** Opening PROVIDED DATA block **

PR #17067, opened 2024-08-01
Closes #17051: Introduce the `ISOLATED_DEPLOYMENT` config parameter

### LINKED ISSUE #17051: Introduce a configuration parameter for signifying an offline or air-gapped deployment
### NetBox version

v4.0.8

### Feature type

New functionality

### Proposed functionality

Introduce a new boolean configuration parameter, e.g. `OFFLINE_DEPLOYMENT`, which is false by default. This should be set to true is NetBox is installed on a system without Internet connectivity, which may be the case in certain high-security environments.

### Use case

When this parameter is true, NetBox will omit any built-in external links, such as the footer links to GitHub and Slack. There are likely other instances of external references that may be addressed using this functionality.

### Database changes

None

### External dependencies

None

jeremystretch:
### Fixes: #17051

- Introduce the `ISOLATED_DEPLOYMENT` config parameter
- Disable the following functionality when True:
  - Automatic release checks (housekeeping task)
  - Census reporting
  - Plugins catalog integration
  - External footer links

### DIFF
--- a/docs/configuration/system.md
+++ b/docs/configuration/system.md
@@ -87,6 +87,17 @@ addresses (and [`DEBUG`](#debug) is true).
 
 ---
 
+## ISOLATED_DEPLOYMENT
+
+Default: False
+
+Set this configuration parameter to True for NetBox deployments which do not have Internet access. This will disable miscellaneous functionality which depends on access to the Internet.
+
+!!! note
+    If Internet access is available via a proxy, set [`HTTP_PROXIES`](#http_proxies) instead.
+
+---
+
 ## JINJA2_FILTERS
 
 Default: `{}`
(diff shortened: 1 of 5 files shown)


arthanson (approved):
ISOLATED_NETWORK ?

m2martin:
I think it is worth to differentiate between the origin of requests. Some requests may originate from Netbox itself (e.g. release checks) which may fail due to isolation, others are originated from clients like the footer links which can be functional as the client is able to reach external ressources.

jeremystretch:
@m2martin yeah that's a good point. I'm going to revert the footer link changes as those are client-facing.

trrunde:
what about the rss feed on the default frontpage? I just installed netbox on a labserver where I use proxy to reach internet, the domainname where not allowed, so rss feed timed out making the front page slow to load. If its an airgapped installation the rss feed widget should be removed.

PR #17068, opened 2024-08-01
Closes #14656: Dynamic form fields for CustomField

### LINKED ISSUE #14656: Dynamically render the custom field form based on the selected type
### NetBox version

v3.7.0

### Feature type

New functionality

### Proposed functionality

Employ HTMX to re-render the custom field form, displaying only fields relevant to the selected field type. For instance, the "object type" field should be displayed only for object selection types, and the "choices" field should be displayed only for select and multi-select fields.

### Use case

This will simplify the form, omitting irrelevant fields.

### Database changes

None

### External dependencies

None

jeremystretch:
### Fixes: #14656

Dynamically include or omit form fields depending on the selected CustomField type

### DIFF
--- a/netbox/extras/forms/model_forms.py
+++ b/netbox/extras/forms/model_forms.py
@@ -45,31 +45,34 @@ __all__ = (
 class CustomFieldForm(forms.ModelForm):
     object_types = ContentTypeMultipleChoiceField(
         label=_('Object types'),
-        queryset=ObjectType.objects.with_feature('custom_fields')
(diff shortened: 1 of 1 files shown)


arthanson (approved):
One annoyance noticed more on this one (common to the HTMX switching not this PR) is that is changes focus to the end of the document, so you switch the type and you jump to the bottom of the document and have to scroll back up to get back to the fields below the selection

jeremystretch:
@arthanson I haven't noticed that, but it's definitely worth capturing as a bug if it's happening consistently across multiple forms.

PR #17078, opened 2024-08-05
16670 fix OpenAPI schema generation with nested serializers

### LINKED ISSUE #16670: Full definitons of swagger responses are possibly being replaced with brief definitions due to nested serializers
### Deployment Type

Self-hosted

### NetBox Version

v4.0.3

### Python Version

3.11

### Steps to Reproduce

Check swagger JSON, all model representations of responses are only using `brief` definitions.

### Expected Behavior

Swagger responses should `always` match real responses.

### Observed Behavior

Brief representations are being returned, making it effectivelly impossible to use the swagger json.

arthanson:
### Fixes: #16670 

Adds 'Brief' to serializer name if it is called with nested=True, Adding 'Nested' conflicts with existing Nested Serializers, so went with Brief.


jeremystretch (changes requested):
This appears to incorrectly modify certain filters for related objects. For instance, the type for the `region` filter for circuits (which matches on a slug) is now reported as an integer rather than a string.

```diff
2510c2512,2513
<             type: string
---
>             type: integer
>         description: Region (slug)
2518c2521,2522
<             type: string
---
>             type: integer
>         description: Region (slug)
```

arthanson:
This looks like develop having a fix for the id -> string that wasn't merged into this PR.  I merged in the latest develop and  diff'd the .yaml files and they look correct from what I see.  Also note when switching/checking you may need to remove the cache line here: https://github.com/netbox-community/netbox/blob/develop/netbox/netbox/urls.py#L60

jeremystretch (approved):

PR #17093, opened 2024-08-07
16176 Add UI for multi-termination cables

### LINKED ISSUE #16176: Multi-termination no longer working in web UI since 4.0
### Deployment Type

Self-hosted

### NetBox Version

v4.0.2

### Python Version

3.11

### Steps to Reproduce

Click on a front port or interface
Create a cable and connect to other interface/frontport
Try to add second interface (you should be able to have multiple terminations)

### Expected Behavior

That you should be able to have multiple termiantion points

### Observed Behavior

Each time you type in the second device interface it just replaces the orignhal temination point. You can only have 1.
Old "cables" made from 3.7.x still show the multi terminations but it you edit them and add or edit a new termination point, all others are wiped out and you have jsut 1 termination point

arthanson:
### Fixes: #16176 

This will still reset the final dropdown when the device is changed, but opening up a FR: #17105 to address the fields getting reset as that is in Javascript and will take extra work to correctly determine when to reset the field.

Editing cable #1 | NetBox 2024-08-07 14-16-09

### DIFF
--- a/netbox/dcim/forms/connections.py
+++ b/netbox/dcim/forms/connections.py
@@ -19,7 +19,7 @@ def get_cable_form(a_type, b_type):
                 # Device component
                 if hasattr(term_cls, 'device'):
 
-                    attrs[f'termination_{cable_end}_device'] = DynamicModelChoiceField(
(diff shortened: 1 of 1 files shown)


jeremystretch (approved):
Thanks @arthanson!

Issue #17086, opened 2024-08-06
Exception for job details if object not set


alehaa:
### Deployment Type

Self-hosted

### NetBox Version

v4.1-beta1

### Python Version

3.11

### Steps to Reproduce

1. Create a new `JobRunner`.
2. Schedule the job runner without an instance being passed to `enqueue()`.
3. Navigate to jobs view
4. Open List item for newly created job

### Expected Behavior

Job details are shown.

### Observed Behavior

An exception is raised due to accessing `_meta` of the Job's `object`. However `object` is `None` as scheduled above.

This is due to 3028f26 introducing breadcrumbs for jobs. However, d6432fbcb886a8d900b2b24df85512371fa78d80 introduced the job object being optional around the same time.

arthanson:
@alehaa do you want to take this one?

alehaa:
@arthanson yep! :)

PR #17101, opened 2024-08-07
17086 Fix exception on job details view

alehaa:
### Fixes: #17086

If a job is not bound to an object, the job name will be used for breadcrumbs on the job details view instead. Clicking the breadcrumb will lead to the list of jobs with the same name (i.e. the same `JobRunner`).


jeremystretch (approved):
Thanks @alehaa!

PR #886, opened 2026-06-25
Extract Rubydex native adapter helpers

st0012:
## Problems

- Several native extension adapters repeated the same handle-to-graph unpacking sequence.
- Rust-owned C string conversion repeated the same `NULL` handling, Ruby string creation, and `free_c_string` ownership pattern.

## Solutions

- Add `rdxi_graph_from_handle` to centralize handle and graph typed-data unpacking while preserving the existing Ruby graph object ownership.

** Closing PROVIDED DATA block **
** Opening PROVIDED DATA block **

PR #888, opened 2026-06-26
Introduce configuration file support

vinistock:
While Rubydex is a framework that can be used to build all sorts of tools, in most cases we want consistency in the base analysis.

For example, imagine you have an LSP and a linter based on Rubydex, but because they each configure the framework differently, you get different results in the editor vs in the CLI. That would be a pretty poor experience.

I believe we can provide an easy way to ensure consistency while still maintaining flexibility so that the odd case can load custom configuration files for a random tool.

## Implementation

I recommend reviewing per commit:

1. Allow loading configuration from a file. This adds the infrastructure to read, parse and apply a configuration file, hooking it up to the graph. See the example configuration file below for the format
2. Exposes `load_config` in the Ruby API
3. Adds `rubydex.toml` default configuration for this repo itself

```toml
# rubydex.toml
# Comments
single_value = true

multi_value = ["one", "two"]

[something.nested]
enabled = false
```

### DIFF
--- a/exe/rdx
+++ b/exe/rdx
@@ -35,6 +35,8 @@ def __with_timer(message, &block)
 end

** Closing PROVIDED DATA block **
** Opening PROVIDED DATA block **

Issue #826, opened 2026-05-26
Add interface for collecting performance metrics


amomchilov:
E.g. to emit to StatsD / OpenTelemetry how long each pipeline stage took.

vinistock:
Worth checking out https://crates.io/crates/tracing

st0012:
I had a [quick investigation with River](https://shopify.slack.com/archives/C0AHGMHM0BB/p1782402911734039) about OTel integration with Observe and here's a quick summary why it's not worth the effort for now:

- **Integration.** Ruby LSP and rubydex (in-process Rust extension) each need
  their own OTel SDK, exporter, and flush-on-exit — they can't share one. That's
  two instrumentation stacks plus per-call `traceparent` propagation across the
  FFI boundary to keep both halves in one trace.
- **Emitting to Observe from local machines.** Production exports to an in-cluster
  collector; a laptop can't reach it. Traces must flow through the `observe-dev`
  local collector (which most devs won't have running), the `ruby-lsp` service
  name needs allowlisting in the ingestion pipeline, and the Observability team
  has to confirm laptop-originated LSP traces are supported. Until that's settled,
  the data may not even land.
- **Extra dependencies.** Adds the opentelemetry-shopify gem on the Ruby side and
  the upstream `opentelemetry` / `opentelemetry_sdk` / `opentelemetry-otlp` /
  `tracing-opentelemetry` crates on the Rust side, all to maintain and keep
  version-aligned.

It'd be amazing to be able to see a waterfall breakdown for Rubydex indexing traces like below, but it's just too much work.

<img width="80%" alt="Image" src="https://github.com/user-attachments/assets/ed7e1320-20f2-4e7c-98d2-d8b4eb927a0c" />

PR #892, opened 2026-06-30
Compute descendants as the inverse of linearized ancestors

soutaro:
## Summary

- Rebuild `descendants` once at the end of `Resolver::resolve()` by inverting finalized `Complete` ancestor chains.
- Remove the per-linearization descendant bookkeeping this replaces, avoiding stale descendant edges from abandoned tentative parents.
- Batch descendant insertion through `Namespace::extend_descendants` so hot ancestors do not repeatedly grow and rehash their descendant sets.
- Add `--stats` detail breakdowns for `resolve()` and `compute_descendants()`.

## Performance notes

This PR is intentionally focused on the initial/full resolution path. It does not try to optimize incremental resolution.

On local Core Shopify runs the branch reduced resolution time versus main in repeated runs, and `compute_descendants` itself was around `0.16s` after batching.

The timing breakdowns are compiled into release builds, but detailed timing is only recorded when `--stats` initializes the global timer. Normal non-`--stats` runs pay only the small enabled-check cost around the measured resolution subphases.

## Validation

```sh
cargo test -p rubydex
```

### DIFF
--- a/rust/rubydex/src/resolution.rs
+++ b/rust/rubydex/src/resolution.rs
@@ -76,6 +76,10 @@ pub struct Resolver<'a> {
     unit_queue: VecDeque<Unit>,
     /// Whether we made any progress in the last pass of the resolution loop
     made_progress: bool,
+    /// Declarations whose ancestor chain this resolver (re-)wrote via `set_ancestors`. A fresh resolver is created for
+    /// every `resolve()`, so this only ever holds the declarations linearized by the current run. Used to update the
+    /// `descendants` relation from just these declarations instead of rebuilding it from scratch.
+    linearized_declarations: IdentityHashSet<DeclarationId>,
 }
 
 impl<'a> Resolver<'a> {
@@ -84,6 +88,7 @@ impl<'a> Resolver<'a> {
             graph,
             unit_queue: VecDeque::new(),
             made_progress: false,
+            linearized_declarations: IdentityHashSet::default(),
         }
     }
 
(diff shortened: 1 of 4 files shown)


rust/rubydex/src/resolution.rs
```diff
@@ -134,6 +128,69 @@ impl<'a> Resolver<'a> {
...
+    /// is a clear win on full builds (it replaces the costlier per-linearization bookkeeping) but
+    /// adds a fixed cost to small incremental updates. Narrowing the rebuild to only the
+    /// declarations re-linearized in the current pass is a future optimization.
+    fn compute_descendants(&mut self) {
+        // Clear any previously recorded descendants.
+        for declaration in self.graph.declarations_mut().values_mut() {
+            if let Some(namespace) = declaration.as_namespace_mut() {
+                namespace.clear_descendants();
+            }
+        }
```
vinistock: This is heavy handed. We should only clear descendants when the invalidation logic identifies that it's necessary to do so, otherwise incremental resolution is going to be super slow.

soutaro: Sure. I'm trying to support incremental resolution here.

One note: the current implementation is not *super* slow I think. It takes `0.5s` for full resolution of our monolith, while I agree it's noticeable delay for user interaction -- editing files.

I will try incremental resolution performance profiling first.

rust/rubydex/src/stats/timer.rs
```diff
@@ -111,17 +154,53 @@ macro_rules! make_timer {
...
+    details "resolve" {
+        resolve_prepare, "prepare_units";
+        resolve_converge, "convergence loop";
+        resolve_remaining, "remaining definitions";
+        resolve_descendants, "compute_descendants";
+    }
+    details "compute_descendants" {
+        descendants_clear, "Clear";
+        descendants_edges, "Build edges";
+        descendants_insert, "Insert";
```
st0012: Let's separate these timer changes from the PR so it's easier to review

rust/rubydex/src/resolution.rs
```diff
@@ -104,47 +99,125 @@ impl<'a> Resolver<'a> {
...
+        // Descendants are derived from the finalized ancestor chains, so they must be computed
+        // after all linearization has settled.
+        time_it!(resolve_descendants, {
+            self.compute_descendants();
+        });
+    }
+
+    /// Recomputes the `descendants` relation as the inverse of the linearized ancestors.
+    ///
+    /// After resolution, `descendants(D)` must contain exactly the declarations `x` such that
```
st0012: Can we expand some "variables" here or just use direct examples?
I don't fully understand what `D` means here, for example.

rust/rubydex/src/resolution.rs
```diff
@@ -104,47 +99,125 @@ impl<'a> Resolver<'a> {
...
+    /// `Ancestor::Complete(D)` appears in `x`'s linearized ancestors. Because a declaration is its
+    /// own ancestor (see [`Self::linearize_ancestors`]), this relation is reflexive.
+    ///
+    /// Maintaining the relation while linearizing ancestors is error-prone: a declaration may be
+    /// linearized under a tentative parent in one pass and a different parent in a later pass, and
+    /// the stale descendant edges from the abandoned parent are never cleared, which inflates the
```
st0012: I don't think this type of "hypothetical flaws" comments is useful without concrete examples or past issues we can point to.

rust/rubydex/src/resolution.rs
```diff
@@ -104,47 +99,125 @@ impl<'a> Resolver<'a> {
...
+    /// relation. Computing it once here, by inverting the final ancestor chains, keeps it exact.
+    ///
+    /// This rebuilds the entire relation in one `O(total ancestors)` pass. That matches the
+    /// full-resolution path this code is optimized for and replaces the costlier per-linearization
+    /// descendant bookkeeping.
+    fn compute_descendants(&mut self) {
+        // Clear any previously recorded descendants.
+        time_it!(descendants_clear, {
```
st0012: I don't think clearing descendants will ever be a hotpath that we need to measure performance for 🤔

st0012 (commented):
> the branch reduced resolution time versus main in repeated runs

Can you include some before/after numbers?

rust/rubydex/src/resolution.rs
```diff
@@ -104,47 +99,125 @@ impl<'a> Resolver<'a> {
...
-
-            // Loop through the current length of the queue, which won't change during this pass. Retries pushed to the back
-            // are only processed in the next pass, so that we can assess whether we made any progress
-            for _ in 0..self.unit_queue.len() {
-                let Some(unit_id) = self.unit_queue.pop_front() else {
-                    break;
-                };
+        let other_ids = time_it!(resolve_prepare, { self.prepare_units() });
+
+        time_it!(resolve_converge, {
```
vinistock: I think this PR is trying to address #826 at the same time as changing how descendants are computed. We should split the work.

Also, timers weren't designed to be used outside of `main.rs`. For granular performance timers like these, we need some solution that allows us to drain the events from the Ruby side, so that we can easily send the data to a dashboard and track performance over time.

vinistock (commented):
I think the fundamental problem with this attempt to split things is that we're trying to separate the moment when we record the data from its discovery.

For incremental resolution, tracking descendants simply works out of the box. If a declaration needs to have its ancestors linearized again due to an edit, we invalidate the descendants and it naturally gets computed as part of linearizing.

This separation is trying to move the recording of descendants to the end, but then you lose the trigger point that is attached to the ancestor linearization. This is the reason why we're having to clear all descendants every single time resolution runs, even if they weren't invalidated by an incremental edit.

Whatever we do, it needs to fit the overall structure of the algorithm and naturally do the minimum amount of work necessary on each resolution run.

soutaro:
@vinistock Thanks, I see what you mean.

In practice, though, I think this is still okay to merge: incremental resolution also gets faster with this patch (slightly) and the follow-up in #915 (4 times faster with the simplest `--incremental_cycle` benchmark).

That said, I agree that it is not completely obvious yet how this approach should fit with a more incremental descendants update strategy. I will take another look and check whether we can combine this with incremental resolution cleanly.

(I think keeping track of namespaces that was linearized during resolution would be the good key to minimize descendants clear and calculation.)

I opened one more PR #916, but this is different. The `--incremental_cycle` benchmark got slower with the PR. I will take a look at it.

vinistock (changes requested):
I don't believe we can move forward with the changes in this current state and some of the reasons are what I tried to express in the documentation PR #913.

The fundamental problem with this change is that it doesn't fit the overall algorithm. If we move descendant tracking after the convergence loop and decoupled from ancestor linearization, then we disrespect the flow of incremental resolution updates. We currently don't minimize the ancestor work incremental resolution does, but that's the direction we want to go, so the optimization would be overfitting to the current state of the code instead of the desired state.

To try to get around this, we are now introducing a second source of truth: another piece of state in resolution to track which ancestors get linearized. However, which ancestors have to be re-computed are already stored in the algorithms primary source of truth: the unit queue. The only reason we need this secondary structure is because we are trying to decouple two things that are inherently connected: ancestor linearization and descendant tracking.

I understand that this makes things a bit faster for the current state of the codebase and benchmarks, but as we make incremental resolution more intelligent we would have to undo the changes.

** Closing PROVIDED DATA block **

**WHAT YOU WILL DO**
Only the lines above that include the word "system" belong in the answer; copy each one.

**SOLUTION TO THIS EXERCISE**
Introduce a new boolean configuration parameter, e.g. `OFFLINE_DEPLOYMENT`, which is false by default. This should be set to true is NetBox is installed on a system without Internet connectivity, which may be the case in certain high-security environments.
--- a/docs/configuration/system.md
+++ b/docs/configuration/system.md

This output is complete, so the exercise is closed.